Ach ja, wer 1900 Gold gekauft hat, kann sich, wenn er es heute verkauft, keinen Deut mehr leisten, als er es 1900 von dem Gegenwert gekonnt hätte. Das nenne ich mal schlechte Performance auf lange Sicht.

Das Hauptproblem der Deutschen am Aktienmarkt ist, daß sie immer dann einsteigen, wenn die Wirtschaft boomt oder gerade auf ihrem Zenit steht. Drei Jahre später jammern sie wieder, daß Aktien doch furchtbar böse sind und man da immer nur verliert. Aber es ist nicht erstaunlich, daß man verliert, wenn man etwas zum Höchstkurs kauft, denn dann kann es ja nur nach unten gehen. Echte Gewinne werden immer nur und ausschließlich in schlechten Zeiten gemacht. Falls man jetzt allerdings aus bekanntem Anlaß Angst vor einem Schließen der Tokioter Börse haben sollte, sind Edelmetalle wirklich eine kurzfristige Alternative, um sein Vermögen zu retten. Und mit kurzfristig meine ich hier drei bis sechs Monate.
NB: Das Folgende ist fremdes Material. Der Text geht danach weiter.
PR #359, opened 2020-04-09
bazel: fix assembly_pkg archive contents path

noahdietz:
Today, `go_gapic_assembly_pkg` produces an invalid archive. The proper files are in the archive, but the file paths are prefixed with `../`. This makes extraction fail. 

Also, the `chmod` for the GAPIC code fails because it attempts to use the raw importpath, which includes a trailing `;package`. There isn't such a directory, so this strips that suffix, resulting in the proper directory being targeted.

### DIFF
--- a/rules_go_gapic/go_gapic_pkg.bzl
+++ b/rules_go_gapic/go_gapic_pkg.bzl
@@ -32,7 +32,7 @@ def _go_gapic_src_pkg_impl(ctx):
                 if dep_file.extension == "srcjar":
                     srcjars.append(dep_file)
 
-    paths = construct_package_dir_paths(ctx.attr.package_dir, ctx.outputs.pkg, ctx.label.name)
+    paths = construct_package_dir_paths(None, ctx.outputs.pkg, ctx.label.name)
     script = """
     for srcjar in {srcjars}; do
         mkdir -p {package_dir_path}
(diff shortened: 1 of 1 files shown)


rules_go_gapic/go_gapic_pkg.bzl
```diff
@@ -32,7 +32,7 @@ def _go_gapic_src_pkg_impl(ctx):
                 if dep_file.extension == "srcjar":
                     srcjars.append(dep_file)
 
-    paths = construct_package_dir_paths(ctx.attr.package_dir, ctx.outputs.pkg, ctx.label.name)
+    paths = construct_package_dir_paths(None, ctx.outputs.pkg, ctx.label.name)
```
vam-google, line 35: Does the `../` prefix issue happen on Mac? We had discovered same issue debuggin PHP stuff, but it is reproducible only on mac (probably due to some differences in tar implementation between linux and mac platforms). The archive is not broke-broken, it is "damaged", but it still can be extracted by adding `-P` command line arg to `tar` and then checking the output one level above from the dir where tar is executed (because of `../` prefix inside tar).

If it is mac-specific, then we can use this fix to fix other targerts as well.

noahdietz: I just built a go_assembly_pkg on my workstation without any of these changes. It looks like `tar` removes the `../` prefixes:

```
tar: Removing leading `../' from member names
tar: Removing leading `../' from hard link targets
```

And a `tar -tf` shows a clean set:
```
gapi-cloud-language-v1-go/cloud.google.com/
gapi-cloud-language-v1-go/cloud.google.com/go/
gapi-cloud-language-v1-go/cloud.google.com/go/language/
gapi-cloud-language-v1-go/cloud.google.com/go/language/apiv1/
gapi-cloud-language-v1-go/cloud.google.com/go/language/apiv1/language_client_example_test.go
gapi-cloud-language-v1-go/cloud.google.com/go/language/apiv1/language_client.go
gapi-cloud-language-v1-go/cloud.google.com/go/language/apiv1/doc.go
...
```

I also tried it _with_ this change and it worked fine as well. The `./` prefix was present, but that's OK.

So this seems like a mac-specific issue/fix, but it worked fine on my workstation too.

Danach würde ich mich davon wieder trennen.


----------



## Sushimann (25. März 2011)

drogado schrieb:


> ich würde nicht mehr im aktienmarkt investieren ist mir zu labil. kann nur inflationsschützende investments empfehlen wie gold und (vorallem) silber
> Silver Chart - Last 10 years
> Langfristiger Goldpreischart | 10 Jahreschart | finanzen.net
> 
> mfg


 
  du versüßt mir den Tag  genial ein Kommentar dazu erübrigt sich wohl


----------



## Woohoo (25. März 2011)

> Ich war 14 als ich sie gekauft habe und jetzt schon 25% Gewinn



Und wie alt bist du jetzt?


----------



## PC-Doc (25. März 2011)

Ich besitze keine Aktien,wußte gar ni,das sich hier welche mit Aktien auskennen?
Hab nur neulich gelesen,das die Allianz nen ziemlichen Brocken Moneten (war glaube mehr als die deutsche Staatsverschuldung[291Billion oder so])ausm US-Aktienmarkt gezogen hat,den dann ziemlich flott die FED (scheinbar größter Verbrecherverein) aufgekauft haben soll,um die US-Wirtschaft zu stabilisieren,bzw nicht zu destabilisieren.Die USA soll ja hoffnungslos verschuldet sein,was globale Auswirkungen haben könnte.
Allerdings möcht ich dazu sagen,das ich nicht wirklich Plan von der ganzen Materie hab,was ich zugegeben gerne hätte.Aber vielleicht kann mich ja wer mal konstruktiv diesbezüglich aufklären,würd mich freuen.Gern auch als PN.Ich traue meinem Bankberater nicht wirklich.

@TOPIC
Nur weil ein angesehener Intelmanager evtl.! zu AMD wechselt,wird die AMD-Aktie empfohlen? Scheint mir ein wenig fadenscheinig,vielleicht ist das für das Tagesgeschäft interessant,aber auf lange Sicht,ich weiß nicht ...
Auch wenn ich AMD den Erfolg gönnen würde.


----------



## Crazy-Guy (25. März 2011)

Sushimann schrieb:


> du versüßt mir den Tag  genial ein Kommentar dazu erübrigt sich wohl


 
Bitte erkläre uns Unwissenden mal deine arogantes Kommentar. Scheinst ja den absoluten Durchblick zu haben.


----------



## Woohoo (25. März 2011)

Das Problem mit der FED ist, dass sie nicht unabhängig ist, wie es (zum Teil) die EZB noch ist. 
Die EZB, genauso wie der Euro, um den wir momentan Grund zum trauern haben (Rettungsschirm/endgültige Tranferunion/ Anreize zum sparen sind endgültig weg/ Länderfinanzausgleich auf EU ebene), sind auf einem falschen Weg weil sich die eigentlich Stabilitäts liebenden Deutschen nicht durchsetzen obwohl mächtigstes Land in der EU. 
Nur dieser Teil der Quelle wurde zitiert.